- Opening Delimiter -
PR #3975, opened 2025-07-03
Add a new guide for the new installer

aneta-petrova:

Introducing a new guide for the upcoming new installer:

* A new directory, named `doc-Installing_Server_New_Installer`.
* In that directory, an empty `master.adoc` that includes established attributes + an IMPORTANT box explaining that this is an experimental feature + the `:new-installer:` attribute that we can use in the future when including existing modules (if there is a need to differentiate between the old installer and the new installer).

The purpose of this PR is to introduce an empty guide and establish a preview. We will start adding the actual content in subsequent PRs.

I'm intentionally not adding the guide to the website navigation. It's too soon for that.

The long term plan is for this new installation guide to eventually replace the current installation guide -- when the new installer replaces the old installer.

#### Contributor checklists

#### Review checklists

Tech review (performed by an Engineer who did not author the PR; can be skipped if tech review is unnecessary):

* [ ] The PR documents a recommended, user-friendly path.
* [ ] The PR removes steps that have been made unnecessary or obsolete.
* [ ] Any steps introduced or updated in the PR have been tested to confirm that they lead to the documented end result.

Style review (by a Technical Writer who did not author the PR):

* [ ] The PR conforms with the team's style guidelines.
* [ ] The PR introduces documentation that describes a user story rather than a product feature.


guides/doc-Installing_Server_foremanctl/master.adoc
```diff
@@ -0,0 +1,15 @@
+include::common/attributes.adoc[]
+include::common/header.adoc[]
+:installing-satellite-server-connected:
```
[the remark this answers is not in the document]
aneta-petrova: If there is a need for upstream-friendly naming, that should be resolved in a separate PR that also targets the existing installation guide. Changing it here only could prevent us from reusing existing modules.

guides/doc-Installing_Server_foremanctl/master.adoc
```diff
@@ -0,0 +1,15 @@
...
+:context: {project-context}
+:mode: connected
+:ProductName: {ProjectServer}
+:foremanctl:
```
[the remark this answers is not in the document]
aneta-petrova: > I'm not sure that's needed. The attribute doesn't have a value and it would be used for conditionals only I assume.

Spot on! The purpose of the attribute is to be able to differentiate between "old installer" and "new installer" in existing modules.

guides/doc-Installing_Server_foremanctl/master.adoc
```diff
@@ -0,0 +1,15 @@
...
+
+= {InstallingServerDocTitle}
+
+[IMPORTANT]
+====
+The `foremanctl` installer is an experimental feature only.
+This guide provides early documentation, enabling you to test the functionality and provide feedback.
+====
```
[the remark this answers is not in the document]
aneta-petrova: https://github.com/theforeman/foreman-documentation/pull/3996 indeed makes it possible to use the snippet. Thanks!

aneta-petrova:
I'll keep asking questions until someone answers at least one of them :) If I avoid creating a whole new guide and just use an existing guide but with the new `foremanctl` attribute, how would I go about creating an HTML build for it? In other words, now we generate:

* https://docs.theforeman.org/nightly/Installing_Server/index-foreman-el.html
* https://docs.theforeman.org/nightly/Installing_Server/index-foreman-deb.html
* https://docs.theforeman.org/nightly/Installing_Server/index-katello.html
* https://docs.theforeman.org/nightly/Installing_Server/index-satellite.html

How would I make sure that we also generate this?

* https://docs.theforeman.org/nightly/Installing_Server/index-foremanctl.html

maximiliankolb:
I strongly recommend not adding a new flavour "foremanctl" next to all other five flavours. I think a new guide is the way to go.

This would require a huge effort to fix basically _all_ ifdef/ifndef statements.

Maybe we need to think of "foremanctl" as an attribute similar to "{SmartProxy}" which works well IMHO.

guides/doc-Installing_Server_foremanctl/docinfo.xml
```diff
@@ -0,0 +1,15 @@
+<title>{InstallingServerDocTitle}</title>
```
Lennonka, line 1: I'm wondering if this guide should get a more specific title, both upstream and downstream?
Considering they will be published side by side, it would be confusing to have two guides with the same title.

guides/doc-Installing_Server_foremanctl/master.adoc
- Closing Delimiter -
- Opening Delimiter -
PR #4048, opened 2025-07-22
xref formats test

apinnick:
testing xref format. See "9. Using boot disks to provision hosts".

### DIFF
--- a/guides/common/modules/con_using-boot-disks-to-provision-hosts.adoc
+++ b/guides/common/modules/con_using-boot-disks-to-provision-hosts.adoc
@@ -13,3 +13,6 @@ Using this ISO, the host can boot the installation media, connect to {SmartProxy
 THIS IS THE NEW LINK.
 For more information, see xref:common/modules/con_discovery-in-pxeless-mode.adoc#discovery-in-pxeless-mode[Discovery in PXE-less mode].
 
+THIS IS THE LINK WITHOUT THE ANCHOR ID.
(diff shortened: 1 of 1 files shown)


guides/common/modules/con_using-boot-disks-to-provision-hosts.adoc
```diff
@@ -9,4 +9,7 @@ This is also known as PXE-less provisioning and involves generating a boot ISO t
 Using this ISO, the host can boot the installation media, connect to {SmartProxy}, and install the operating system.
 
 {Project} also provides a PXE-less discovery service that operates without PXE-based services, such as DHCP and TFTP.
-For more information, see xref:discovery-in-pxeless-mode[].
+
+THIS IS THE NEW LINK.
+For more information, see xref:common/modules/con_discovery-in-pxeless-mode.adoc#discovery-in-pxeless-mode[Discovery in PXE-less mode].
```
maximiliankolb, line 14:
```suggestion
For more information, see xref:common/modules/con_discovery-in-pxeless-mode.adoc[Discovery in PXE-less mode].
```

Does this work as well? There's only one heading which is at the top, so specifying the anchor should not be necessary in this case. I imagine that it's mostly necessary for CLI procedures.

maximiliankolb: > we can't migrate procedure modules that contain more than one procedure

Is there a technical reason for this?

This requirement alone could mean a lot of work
- Closing Delimiter -
PROBLEM DETAILS
The answer must be every line of the listing that holds the word "InstallingServerDocTitle".

ANSWER TO THIS PROBLEM
+= {InstallingServerDocTitle}
+<title>{InstallingServerDocTitle}</title>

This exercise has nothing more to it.